▶ [DESCRIPTION OF THE TASK]
Would you restate the entries below exactly, keeping every line?

▶ [PROVIDED RECORDS]
┄┄┄┄┄┄┄┄┄┄┄┄┄┄┄┄┄┄┄┄

PR #696, opened 2021-07-22
feat: combined catalog source

casperstorm:
Quite a few people are annoyed that it's not possible to just see a combined list of addons in the Catalog.

## Proposed Changes
  - (Re)added the "All" source.

## Checklist

- [ ] Tested on Windows
- [X] Tested on MacOS
- [ ] Tested on Linux


src/gui/update.rs
```diff
@@ -1833,14 +1833,18 @@ pub fn handle_message(ajour: &mut Ajour, message: Message) -> Result<Command<Mes
...
-            log::debug!("Interaction::CatalogResultSizeSelected({:?})", source);
+            log::debug!("Interaction::CatalogSourceSelected({:?})", source);
 
             // Catalog source
             if let CatalogSource::Choice(source) = source {
                 ajour.config.catalog_source = Some(source);
-                let _ = ajour.config.save();
+            } else {
+                ajour.config.catalog_source = None;
             }
```
tarkah, line 1843: Just to confirm, if they select ALL we set the config to None because we unwrap none back as ALL? Makes sense!

tarkah (approved):
Looks good! Funny how we came full circle on this. I'll test later tonight.

src/gui/update.rs
casperstorm: Correct, I'll however update this with a little more explanation because it might look a little strange.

┄┄┄┄┄┄┄┄┄┄┄┄┄┄┄┄┄┄┄┄

▶ [TASK RESPONSE]
PR #696, opened 2021-07-22
feat: combined catalog source

casperstorm:
Quite a few people are annoyed that it's not possible to just see a combined list of addons in the Catalog.

## Proposed Changes
  - (Re)added the "All" source.

## Checklist

- [ ] Tested on Windows
- [X] Tested on MacOS
- [ ] Tested on Linux


src/gui/update.rs
```diff
@@ -1833,14 +1833,18 @@ pub fn handle_message(ajour: &mut Ajour, message: Message) -> Result<Command<Mes
...
-            log::debug!("Interaction::CatalogResultSizeSelected({:?})", source);
+            log::debug!("Interaction::CatalogSourceSelected({:?})", source);
 
             // Catalog source
             if let CatalogSource::Choice(source) = source {
                 ajour.config.catalog_source = Some(source);
-                let _ = ajour.config.save();
+            } else {
+                ajour.config.catalog_source = None;
             }
```
tarkah, line 1843: Just to confirm, if they select ALL we set the config to None because we unwrap none back as ALL? Makes sense!

tarkah (approved):
Looks good! Funny how we came full circle on this. I'll test later tonight.

src/gui/update.rs
casperstorm: Correct, I'll however update this with a little more explanation because it might look a little strange.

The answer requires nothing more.